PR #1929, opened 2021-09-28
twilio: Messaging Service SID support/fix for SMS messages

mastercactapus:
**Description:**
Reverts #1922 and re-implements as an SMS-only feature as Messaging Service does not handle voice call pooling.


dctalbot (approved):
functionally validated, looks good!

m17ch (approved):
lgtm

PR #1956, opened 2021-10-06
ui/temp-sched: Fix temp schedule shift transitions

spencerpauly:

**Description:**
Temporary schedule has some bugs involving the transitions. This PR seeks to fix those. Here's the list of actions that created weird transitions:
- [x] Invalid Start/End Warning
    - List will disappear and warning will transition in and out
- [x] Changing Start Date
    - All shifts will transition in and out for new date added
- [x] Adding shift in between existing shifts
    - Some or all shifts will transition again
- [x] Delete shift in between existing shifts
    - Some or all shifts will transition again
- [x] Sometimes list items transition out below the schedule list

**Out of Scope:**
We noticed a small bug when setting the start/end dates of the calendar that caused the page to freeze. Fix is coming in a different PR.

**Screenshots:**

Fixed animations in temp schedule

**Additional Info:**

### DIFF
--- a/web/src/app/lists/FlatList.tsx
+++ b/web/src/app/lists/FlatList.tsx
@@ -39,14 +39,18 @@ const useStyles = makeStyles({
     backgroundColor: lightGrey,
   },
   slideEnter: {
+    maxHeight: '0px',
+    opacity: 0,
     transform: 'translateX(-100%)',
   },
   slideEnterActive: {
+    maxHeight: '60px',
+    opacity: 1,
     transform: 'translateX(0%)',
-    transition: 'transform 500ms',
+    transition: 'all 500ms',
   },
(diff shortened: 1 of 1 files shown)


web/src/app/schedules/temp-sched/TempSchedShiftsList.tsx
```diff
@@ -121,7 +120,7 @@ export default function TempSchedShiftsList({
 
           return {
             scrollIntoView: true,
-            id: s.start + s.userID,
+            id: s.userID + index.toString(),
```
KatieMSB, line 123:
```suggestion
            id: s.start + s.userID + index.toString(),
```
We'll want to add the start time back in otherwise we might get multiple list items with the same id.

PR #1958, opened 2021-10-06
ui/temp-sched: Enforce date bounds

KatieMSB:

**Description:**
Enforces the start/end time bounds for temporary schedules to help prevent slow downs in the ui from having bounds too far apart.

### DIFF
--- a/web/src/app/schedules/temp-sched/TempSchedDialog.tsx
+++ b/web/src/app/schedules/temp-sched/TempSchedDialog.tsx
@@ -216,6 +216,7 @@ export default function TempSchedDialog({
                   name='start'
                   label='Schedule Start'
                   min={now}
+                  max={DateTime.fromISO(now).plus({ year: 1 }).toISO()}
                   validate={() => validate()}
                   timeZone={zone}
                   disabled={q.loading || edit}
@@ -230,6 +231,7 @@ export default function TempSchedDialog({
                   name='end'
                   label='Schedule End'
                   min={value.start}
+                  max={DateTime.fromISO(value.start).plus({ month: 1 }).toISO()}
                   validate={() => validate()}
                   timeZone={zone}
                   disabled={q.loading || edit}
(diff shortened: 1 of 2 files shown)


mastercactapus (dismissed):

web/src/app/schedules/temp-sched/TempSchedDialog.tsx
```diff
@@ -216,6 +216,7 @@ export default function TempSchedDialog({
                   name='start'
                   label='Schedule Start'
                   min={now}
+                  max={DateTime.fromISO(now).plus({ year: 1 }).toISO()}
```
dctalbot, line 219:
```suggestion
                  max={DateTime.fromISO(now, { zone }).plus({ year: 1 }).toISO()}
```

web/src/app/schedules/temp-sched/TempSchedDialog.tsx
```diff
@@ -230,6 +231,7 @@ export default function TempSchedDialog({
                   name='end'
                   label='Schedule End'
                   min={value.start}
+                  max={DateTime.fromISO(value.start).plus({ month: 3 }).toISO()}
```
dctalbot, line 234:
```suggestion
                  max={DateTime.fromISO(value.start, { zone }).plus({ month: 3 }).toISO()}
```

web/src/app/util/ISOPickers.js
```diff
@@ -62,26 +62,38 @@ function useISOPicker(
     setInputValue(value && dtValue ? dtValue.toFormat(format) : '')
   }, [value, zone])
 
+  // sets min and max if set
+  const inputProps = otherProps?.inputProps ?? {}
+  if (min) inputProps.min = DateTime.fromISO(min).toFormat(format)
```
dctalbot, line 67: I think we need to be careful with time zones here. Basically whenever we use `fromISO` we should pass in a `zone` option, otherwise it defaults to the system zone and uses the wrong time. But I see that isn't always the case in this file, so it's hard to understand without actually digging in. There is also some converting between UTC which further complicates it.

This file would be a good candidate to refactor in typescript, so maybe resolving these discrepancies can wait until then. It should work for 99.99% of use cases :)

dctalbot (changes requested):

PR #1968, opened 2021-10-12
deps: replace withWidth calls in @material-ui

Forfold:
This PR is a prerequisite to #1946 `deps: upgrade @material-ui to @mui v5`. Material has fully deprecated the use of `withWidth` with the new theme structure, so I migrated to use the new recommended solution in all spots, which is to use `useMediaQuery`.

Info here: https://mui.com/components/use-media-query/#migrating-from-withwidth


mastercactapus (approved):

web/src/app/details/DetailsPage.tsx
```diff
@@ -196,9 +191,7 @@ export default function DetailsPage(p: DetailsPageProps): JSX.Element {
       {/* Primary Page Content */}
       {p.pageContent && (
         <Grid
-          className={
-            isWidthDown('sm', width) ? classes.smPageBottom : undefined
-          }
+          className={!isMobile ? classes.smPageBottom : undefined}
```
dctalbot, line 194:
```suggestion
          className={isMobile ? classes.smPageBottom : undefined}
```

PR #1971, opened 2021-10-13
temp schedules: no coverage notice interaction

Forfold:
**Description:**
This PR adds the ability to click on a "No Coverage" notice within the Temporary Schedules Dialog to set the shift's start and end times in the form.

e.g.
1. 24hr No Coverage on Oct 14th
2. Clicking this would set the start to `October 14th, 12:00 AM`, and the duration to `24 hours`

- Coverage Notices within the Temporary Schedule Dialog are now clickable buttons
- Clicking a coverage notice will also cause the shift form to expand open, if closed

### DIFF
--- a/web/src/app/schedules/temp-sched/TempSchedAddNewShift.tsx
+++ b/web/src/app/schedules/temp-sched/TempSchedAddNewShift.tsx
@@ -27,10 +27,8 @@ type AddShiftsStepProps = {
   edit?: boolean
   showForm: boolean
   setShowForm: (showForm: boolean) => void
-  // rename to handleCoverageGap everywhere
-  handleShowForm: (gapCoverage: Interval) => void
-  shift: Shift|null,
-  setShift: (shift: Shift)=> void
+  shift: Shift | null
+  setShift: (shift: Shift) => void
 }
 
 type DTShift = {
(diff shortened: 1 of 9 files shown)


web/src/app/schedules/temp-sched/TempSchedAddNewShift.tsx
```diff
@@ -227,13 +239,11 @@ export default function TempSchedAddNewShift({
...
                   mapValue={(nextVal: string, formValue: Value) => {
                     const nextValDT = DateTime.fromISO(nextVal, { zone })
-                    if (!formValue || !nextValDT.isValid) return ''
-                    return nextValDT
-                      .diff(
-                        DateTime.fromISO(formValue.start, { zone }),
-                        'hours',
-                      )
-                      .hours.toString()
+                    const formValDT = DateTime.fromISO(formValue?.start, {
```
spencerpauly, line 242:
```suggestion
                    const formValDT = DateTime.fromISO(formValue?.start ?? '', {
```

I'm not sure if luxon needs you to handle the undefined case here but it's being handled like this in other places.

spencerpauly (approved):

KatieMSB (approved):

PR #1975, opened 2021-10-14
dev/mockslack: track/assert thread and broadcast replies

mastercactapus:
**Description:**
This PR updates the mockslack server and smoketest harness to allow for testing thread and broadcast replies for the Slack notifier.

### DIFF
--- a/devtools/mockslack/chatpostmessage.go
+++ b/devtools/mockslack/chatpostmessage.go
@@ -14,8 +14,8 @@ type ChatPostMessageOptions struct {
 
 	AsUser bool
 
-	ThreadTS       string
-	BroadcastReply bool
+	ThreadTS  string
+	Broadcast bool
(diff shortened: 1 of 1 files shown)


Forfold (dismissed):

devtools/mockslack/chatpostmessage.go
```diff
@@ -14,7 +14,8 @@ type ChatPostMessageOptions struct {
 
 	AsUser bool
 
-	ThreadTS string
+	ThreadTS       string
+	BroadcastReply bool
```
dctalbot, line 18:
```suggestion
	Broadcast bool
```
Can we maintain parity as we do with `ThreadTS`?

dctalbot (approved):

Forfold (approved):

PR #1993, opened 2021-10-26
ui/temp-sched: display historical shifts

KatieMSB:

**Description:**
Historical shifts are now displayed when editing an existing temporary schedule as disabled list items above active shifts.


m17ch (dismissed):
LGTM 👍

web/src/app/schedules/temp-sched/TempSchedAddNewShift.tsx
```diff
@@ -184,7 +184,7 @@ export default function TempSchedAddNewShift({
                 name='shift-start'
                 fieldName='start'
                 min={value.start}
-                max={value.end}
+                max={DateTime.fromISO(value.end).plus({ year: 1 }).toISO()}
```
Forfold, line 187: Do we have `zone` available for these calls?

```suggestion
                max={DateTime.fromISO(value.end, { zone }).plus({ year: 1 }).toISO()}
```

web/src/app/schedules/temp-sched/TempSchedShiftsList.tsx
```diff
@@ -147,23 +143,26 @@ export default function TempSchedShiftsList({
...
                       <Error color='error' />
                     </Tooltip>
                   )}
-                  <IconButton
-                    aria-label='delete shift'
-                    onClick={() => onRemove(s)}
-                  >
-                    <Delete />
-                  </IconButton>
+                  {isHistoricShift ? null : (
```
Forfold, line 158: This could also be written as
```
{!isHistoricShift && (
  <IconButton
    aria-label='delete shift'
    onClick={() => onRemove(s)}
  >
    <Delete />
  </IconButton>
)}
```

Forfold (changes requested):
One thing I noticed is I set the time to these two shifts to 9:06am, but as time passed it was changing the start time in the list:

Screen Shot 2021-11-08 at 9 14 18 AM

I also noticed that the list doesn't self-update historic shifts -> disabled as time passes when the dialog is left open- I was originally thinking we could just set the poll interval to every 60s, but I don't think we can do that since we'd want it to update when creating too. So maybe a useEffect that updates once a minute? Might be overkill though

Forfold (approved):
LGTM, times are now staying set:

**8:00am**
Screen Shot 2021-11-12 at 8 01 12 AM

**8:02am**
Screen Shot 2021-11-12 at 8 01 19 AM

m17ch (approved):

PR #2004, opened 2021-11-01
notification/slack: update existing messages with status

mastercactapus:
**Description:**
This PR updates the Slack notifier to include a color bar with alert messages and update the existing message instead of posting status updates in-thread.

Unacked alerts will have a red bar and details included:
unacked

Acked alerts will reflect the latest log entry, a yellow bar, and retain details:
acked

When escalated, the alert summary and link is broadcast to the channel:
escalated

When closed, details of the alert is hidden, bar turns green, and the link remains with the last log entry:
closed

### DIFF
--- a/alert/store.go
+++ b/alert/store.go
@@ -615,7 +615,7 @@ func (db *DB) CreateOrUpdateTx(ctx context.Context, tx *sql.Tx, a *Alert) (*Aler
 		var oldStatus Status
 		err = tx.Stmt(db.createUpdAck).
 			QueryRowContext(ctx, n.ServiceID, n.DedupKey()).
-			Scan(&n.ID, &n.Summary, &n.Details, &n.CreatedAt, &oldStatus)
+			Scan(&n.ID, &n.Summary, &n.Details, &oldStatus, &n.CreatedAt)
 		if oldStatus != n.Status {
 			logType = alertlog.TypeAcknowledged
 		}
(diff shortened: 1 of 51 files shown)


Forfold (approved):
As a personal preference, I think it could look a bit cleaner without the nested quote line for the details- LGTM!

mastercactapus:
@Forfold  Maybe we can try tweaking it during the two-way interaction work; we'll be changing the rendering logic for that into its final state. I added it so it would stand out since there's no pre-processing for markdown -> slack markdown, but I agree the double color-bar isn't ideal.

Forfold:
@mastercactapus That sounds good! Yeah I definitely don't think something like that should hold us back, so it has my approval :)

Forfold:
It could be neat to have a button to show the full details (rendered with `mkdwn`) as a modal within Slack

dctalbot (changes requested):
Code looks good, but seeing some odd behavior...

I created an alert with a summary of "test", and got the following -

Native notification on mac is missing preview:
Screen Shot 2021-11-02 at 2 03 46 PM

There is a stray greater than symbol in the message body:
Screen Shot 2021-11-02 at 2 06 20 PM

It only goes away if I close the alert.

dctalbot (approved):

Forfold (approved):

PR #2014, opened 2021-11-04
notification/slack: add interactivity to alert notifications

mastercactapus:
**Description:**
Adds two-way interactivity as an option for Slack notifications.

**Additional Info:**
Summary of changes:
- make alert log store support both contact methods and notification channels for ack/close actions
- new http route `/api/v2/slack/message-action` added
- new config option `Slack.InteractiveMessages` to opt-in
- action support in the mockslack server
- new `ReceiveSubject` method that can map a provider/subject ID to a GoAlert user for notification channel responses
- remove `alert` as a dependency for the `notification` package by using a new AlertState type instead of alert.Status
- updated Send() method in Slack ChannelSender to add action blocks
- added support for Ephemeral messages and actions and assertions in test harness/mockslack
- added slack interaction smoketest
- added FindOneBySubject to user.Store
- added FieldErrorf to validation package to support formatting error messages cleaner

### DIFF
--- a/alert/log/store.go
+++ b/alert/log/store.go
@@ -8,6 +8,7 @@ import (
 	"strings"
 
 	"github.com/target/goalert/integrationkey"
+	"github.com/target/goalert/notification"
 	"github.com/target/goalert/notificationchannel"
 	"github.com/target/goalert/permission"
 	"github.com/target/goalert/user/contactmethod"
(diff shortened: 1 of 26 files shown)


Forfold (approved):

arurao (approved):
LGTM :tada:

____________________

__Task description__. Show every line above where "DetailsPage" is found.

__Problem solution__.
web/src/app/details/DetailsPage.tsx
@@ -196,9 +191,7 @@ export default function DetailsPage(p: DetailsPageProps): JSX.Element {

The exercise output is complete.